**Extracted data entries:**
- - -

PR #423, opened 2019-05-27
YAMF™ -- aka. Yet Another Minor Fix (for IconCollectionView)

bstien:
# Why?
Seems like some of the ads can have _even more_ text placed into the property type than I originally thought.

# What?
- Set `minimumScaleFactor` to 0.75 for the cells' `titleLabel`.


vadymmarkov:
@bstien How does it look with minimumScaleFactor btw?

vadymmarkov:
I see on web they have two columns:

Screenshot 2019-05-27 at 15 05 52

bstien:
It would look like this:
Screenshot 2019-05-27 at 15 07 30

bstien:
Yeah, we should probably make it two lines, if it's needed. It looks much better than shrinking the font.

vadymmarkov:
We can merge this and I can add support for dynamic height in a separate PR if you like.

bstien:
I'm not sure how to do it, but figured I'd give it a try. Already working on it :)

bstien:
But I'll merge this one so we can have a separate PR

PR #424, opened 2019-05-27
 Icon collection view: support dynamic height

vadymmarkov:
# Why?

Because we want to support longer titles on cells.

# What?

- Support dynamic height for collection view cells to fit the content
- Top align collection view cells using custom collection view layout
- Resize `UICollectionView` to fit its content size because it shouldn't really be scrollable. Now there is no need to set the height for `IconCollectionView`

- - -

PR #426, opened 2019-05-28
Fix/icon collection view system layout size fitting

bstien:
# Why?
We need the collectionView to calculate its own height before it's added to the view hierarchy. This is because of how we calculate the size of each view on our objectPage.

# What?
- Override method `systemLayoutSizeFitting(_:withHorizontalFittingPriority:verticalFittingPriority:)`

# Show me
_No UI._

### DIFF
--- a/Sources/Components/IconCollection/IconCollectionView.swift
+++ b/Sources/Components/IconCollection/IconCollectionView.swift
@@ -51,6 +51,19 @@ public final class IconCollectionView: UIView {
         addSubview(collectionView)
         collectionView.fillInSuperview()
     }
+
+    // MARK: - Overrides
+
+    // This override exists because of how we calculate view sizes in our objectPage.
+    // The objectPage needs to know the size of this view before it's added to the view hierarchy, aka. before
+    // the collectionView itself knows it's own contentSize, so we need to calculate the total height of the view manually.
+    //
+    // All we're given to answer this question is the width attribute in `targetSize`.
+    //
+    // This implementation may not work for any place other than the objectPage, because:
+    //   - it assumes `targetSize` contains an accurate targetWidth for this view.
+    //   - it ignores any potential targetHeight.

- - -

**Problem description:**
Where a line of the records contains the word "than", copy that line.

**Problem solution:**
Seems like some of the ads can have _even more_ text placed into the property type than I originally thought.
Yeah, we should probably make it two lines, if it's needed. It looks much better than shrinking the font.
+    // This implementation may not work for any place other than the objectPage, because:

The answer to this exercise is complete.